Sociedad civil (ciencia política)


El término sociedad civil, como concepto de la ciencia social, designa a la diversidad de personas que con categoría de ciudadanos y generalmente de manera colectiva, actúan para tomar decisiones en el ámbito público que conciernen a todo individuo situado fuera de las estructuras gubernamentales, de los partidos políticos, las empresas o poderes económicos, y las instituciones religiosas.

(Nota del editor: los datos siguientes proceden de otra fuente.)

PR #59, opened 2022-02-02
Sanitize GLIDEIN_ResourceName before using it as NETWORK_HOSTNAME

matyasselmeci:
Get rid of illegal characters, chop off all leading/trailing dots/dashes, truncate so that NETWORK_HOSTNAME <= 63 chars


rynge (approved):
Looks good!

PR #61, opened 2022-02-03
ITB backfill container (SOFTWARE-5002)

matyasselmeci:
https://opensciencegrid.atlassian.net/browse/SOFTWARE-5002

If you specify `--build-arg ITB=1` when building the container, it will use the itb versions of the osg-flock scripts and also add the attributes for joining the ITB pool.

Other features (intended for manual builds):
- specify your fork of osg-flock in the `OSG_FLOCK_REPO` var, e.g. `--build-arg OSG_FLOCK_REPO=matyasselmeci/osg-flock`
- specify the branch of osg-flock in the `OSG_FLOCK_BRANCH` var, e.g. `--build-arg OSG_FLOCK_BRANCH=mybranch`
- the above two args, as well as `OSG_FLOCK_HASH` (the git hash of the checkout) will be advertised in the startd ad
- specify `--build-arg RANDOM=$RANDOM` to use the docker build cache for the RPM install, but get a fresh checkout of the scripts. This saves a lot of time, especially on slow connections.

The -development-itb tag gets built in the workflow; I don't build -release-itb and -testing-itb because the build matrix is already pretty big.

Includes #60.

### DIFF
--- a/Dockerfile
+++ b/Dockerfile
@@ -118,7 +118,7 @@ COPY rsyslog.conf /etc/
 RUN chmod 755 /bin/entrypoint.sh
 
 RUN if [[ -n $TIMESTAMP ]]; then \
-       tag=opensciencegrid/osgvo-docker-pilot:${BASE_YUM_REPO}-${TIMESTAMP}; \
+       tag=opensciencegrid/osgvo-docker-pilot:${BASE_YUM_REPO}${ITB+-itb}-${TIMESTAMP}; \
     else \
        tag=; \
     fi; \
--- a/Dockerfile
+++ b/Dockerfile
@@ -119,6 +119,13 @@ RUN if [[ -n $TIMESTAMP ]]; then \
     sed -i "s|@CONTAINER_TAG@|$tag|" \
            /etc/condor/config.d/50-main.config
 
+RUN \
+    if [[ -n $ITB ]]; then \
+        echo 'Is_ITB_Site = True'  >> /etc/condor/config.d/55-itb.config; \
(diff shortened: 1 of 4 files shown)


rynge (commented):
Should it maybe also register to the ITB pool? I don't have strong feelings about this as you can also control access via the START expression.

matyasselmeci:
Sure, what do I need to do for that?

matyasselmeci:
Is that what pilots do? Does that mean you'll have to do `condor_status -pool cm-1.ospool-itb.osg-htc.org` to see them?

matyasselmeci:
OK, I changed it to use the ITB CMs by default, but you can turn it off by setting `ITBPOOL=0` in the environment.

Dockerfile
```diff
@@ -125,6 +125,8 @@ RUN if [[ -n $TIMESTAMP ]]; then \
 
 RUN \
     if [[ -n $ITB ]]; then \
+        # Set the default pool to ITB, but allow turning off with -e ITBPOOL=0
+        echo 'export ITBPOOL=${ITBPOOL:-1}' > /etc/osg/image-init.d/01-itb.sh; \
```
brianhlin, line 129: Any reason you're doing this instead of just setting `ENV ITBPOOL=-1` in the Dockerfile?

rynge (approved):
Looks good

brianhlin (approved):
Could you change the variable to `ITB_OSPOOL`? We may have an ITB PATh facility or something in the future! One small comment but otherwise LGTM

Dockerfile
matyasselmeci: I only want to set the default of ITBPOOL if the `ITB` build arg is set, and Docker doesn't really have `if` statements.

PR #62, opened 2022-02-03
Install sshd for condor_ssh_to_job; the service doesn't need to be started up, we just need the software

matyasselmeci:
(SOFTWARE-4970)


rynge (approved):
lgtm

timtheisen:
Why is this needed? The condor RPM requires openssh-server already.

matyasselmeci:
I just checked and Tim's right.  So we don't need this.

La sociedad civil se concibe como el espacio de vida social organizada que es voluntariamente autogenerada, independiente, autónoma del Estado y limitada por un orden legal o juego de reglas compartidas. Involucra a ciudadanos actuando colectivamente en una esfera pública para expresar sus intereses, pasiones e ideas, y para intercambiar información alcanzando objetivos comunes.

Formalmente se comprende a la sociedad civil como el conjunto de ciudadanos organizados como tales para actuar en el campo de lo público en busca del bien común, sin ánimo de lucro personal ni buscar el poder político o la adhesión a un partido determinado.[1]

En otra definición, la sociedad civil son agrupaciones ciudadanas que buscan incidir sobre asuntos específicos relacionados con temas como género, salud, educación, ambiente, bienestar social, desarrollo, cultura y derechos humanos, entre otros, que por lo general actúan para cubrir de manera directa "las incapacidades estatales para dar respuestas a demandas postergadas y crecientes de una gran porción de la población".[2]

En una perspectiva habermasiana, la sociedad civil tendría dos componentes principales: por un lado, el conjunto de instituciones que definen y defienden los derechos de las y los ciudadanos y que propician su libre asociación, la posibilidad de defenderse de la acción estratégica del poder y del mercado y la viabilidad de la intervención ciudadana en la operación misma del sistema; por otra parte, estaría el conjunto de movimientos sociales que continuamente plantean nuevos principios y valores, nuevas demandas sociales, así como vigilar la aplicación efectiva de los derechos ya otorgado. Así, la sociedad civil contendría un elemento institucional definido básicamente por la estructura de derechos de los Estados de bienestar contemporáneos, y un elemento activo, transformador, constituido por los nuevos movimientos sociales.[3]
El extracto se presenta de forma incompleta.